Member of the Maine House of Representatives from District 30
- Preceded by: Anne Rand
- Succeeded by: Benjamin F. Dudley
- In office December 1994 – December 1998

Personal details
- Born: June 29, 1969 (age 57) New Haven, Connecticut
- Party: Democratic
- Alma mater: Reed College
- Profession: Health Advocate

= J. Elizabeth Mitchell =

American politician (born 1969)

J. Elizabeth Mitchell (born June 29, 1969) is an American politician and health advocate from Maine. Since 2013, Mitchell has been the CEO of the Network for Regional Healthcare Improvement.
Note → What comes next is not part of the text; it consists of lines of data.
PR #3703, opened 2026-03-03
[rocprofiler-systems] AMD SMI collector using policy-based design

adjordje-amd:
## Motivation

The current AMD SMI implementation faces several challenges related to its maintainability and architecture, which this refactor aims to address:

Monolithic Design: The original amd_smi.cpp file, comprising 1354 lines, merges sampling, caching, and output logic. This tight coupling makes it challenging to modify or extend individual components.

Lack of Testability: Due to the integration with AMD SMI hardware APIs, the implementation is difficult to unit test and necessitates real hardware for verification.

Limited Flexibility: Introducing support for new output formats, such as RocPD alongside Perfetto, involves substantial code duplication.

Accumulated Bugs: The implementation contains several persistent bugs

The refactoring process aims to tackle these issues by replacing the monolithic setup with a contemporary, policy-based design. This new approach emphasizes modularity, testability, and enhanced performance

## Technical Details
New architecture
image

## JIRA ID

- AIPROFSYST-13
- AIPROFSYST-28
- AIPROFSYST-29

## Submission Checklist

- [x] Look over the contributing guidelines at https://github.com/ROCm/ROCm/blob/develop/CONTRIBUTING.md#pull-requests.

PR #7310, opened 2026-06-16
feat(rocprofiler-systems): Introduce device backend for amdsmi  

mradosav-amd:
## Motivation

The PMC backend for AMD SMI had `amdsmi_*` types leaking through every layer of the stack — the `backend.hpp` session, the `device_backend`, the provider, and down into the collector traits. This made the backend untestable without real AMD hardware: every unit test had to link against `amdsmi` and hope it initialised. The goal of this PR is to draw a strict seam between the AMD SMI C API and the rest of the PMC stack, enabling full mock-based unit testing of every layer.

## Technical Details

**New `amdsmi_backend` struct (`backends/amd_smi/amdsmi_backend.hpp`)** — a 1:1 thin wrapper around the AMD SMI C API. Every method maps directly to one `amdsmi_*` call and returns the raw status code. Public type aliases (`processor_handle`, `status_t`, `gpu_metrics_t`, etc.) hide `amdsmi_*` names from all callers above this file. This is the single place in the codebase where `amdsmi.h` types cross into our own names.

**`amdsmi_backend_policy` concept (`backend.hpp`)** — the `backend<T>` session template now gates on this C++20 concept, which enumerates every expression the template evaluates on its policy type. Mismatches are caught at the template boundary with a clear error rather than deep inside a nested instantiation. The concept covers lifecycle, enumeration, per-device GPU queries, and conditionally SDMA and NIC calls based on feature-flag macros.

**`backend_session_contract` concept (`device_backend.hpp`)** — the `device_backend<Backend>` per-device proxy gates on a parallel concept that covers the session interface it actually calls. This ensures a mock session can be injected into `device_backend` in tests without involving the provider or AMD SMI at all.

**Provider refactoring (`device_providers/amd_smi/provider.hpp`)** — the provider was thinned by ~200 lines. It now only uses `backend<amdsmi_backend>` as a factory type parameter; `amdsmi_*` names no longer appear in provider code.

**`mock_amdsmi_backend` rename** — `mock_backend` in test files was renamed `mock_amdsmi_backend` to make its role in the seam explicit.

**New concept on provider** — a `provider_concept` was added to let the collector traits check provider interface compliance at compile time.

**Unit tests** — two new test suites and one expanded suite cover the full stack without AMD hardware:
- `test_backend.cpp` — tests `backend<mock_amdsmi_backend>` lifecycle, enumeration, error propagation, GPU/NIC/SDMA query paths.
[...]

PR #7903, opened 2026-06-26
fix(rocprofiler-systems): initialize GPU and NIC when initializing AMD SMI

ajanicijamd:
## Motivation

AI NIC device enumeration was silently failing when rocprofiler-systems was built from an
official package. The root cause is a regression introduced during the PMC policy-based
design refactor (PR #3703, March 2026): the original `amd_smi::setup()` called
`gpu::initialize_amdsmi()` which passed both `AMDSMI_INIT_AMD_GPUS` and
`AMDSMI_INIT_AMD_NICS` to `amdsmi_init()`. The refactored PMC provider called
`backend::init()` with a default argument of `AMDSMI_INIT_AMD_GPUS` only, dropping the
NIC flag.

Since `amdsmi_init()` uses a ref-count guard — the first call initializes devices and
subsequent calls return success without re-initializing — NIC devices were never populated
regardless of whether a second call with the NIC flag was made later.

## Technical Details

- **`source/lib/backends/amd_smi/backend.hpp`**: Removed the default argument from
  `backend::init()`. Callers must now explicitly pass initialization flags, turning future
  omissions into compile-time errors rather than silent runtime failures.

- **`source/lib/rocprof-sys/library/pmc/device_providers/amd_smi/provider.hpp`**: The
  `provider` constructor now includes `backends/amd_smi/ainic_feature.hpp` and
  conditionally ORs `AMDSMI_INIT_AMD_NICS` into the flags when `AINIC_SUPPORTED` is
  defined (AMD SMI ≥ 26.3 and `ROCPROFSYS_USE_AINIC` enabled), mirroring the existing
  logic in `core/gpu.cpp`.

## JIRA ID

* ROCM-25722

## Test Plan

* Build with `ROCPROFSYS_USE_AINIC=ON` against AMD SMI ≥ 26.3 and verify
  `ROCPROFSYS_BUILD_AINIC=1` is set
* Run rocprofiler-systems against a simulated NIC sysfs and confirm AI NIC devices are
  enumerated
* Verify GPU enumeration is unaffected (no regression)
* Confirm the build fails to compile if any caller of `backend::init()` omits the flags
  argument

## Test Result

Tested against a simulated NIC sysfs on a development system with AMD SMI 26.5. AI NIC
devices are now correctly enumerated. GPU monitoring is unaffected.

## Submission Checklist

### DIFF
--- a/projects/rocprofiler-systems/source/lib/backends/amd_smi/backend.hpp
+++ b/projects/rocprofiler-systems/source/lib/backends/amd_smi/backend.hpp
@@ -25,10 +25,10 @@ struct backend
 {
     /**
      * @brief Initialize the AMD SMI library.
-     * @param init_flags Initialization flags (default: AMDSMI_INIT_AMD_GPUS).
+     * @param init_flags Initialization flags (e.g. AMDSMI_INIT_AMD_GPUS, AMDSMI_INIT_AMD_NICS).
      * @return AMD SMI status code indicating success or failure.
      */
-    static amdsmi_status_t init(std::uint64_t init_flags = AMDSMI_INIT_AMD_GPUS)
+    static amdsmi_status_t init(std::uint64_t init_flags)
     {
         return amdsmi_init(init_flags);
     }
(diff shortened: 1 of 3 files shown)


mradosav-amd:
@ajanicijamd Please take a look at https://github.com/ROCm/rocm-systems/pull/7310. That PR already cover change from this PR.

ajanicijamd:
PR #7310 has been merged, so this PR is closed as not needed any more.

PR #7904, opened 2026-06-26
fix(rocjitsu): avoid stale race-detector event ids

### LINKED ISSUE #7946: [rocjitsu] race detector fails to retire even on barrier
A bug was detected while running rocjitsu with the race detector plugin on a workload. The issue is related to the periodical removal of fully retired events. This issue tracks the bug.

newling:
Fixes [#7946](https://github.com/ROCm/rocm-systems/issues/7946)

## Summary

Fix a race-detector lifecycle bug where wave-local memory events could remain queued for later barrier retirement after `EventRegistry` had already trimmed them.

`EventRegistry` intentionally treats `WAVE_COMPLETE` non-LDS events as trimmable, because they are wave-local and do not need a workgroup barrier. However, `WaveRaceState::resolveWaitCnt()` was previously pushing every completed event into the barrier-retirement queue. After trimming, that queue could contain stale `EventId`s; a later barrier flush could then retire invalid ids, causing heap corruption and corrupting race-detector bookkeeping.

This change renames the queue to `barrierPendingLdsEvents` and only stores LDS-involved events there. LDS events still remain live after `s_waitcnt` until `s_barrier`, which preserves cross-wave race detection semantics.

The regression test is in `race_detector_event_registry_test.cpp`
## Testing

```bash
cmake --build /home/jnewling/workspace/builds/rocm-systems-augustus
/home/jnewling/workspace/builds/rocm-systems-augustus/tests/rocjitsu_tests --gtest_filter='RaceDetector.EventRegistry_TrimmedWaveLocalEventsAreNotBarrierQueued:RaceDetector.*'
ctest --test-dir /home/jnewling/workspace/builds/rocm-systems-augustus -R '^RaceTest\.' --output-on-failure
git diff --check
```

Also ran the rank050 PyTorch/rocjitsu emulator repro in Docker after the fix; it completed with `inner_exit=0`, no reported races, and no NaN/Inf output.


emulation/rocjitsu/lib/rocjitsu/src/rocjitsu/vm/plugins/race_detector/core/wave_race_state.cpp
```diff
@@ -141,7 +141,16 @@ template <typename Pred> void WaveRaceState::resolveWaitCnt(int limit, Pred isTa
...
-      waveCompleteMemoryEvents.push_back(eid);
+      // Non-LDS events are wave-local: once s_waitcnt completes them, the
+      // owning wave can safely use their results and no workgroup barrier is
+      // needed. EventRegistry is therefore allowed to trim those WAVE_COMPLETE
+      // events immediately. LDS events are different: a completed LDS access
+      // can still conflict with another wave until the workgroup reaches
+      // s_barrier, so only LDS-involved events belong in this barrier-retire
+      // queue. Queuing wave-local events here would leave stale EventIds after
+      // registry trimming, and a later barrier would try to retire invalid ids.
+      if (isLdsInvolved(detector->events().type(eid)))
```
accauble: Nit: I read this PR as "only queue events that won't be trimmed". If you ever change what is trimmable, you would need to update this too, so I'm wondering if it makes sense to queue if `!isTrimmable` instead of specifying `isLds`?

emulation/rocjitsu/tests/race-detector/race_test_builder.h
```diff
@@ -114,7 +114,7 @@ class RaceTestBuilder {
   /// Barrier: flush all waves' WAVE_COMPLETE events (simulates s_barrier).
```
accauble: Nit: Comment says it flushes WAVE_COMPLETE events but now its just LDS events

accauble (approved):
LGTM. Just a couple nits to look over. Oh and the issue # in the description is wrong ;-)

A Democrat, Mitchell served two terms (1994-1998) in the Maine House of Representatives representing the Munjoy Hill neighborhood of Portland, Maine.

In 1994, Mitchell, at the age of 25, ran uncontested in both the Maine Democratic Party primary and the November general election for District 30. She replaced Anne Rand, who won a seat in the Maine Senate.

In March 2013, Mitchell was hired as the CEO of the Network for Regional Healthcare Improvement. She had previously directed the Maine Health Management Coalition since its foundation in 2008.

==Personal==
Mitchel was born on June 29, 1969, in New Haven, Connecticut. She earned a B.A. in religion from Reed College in 1991.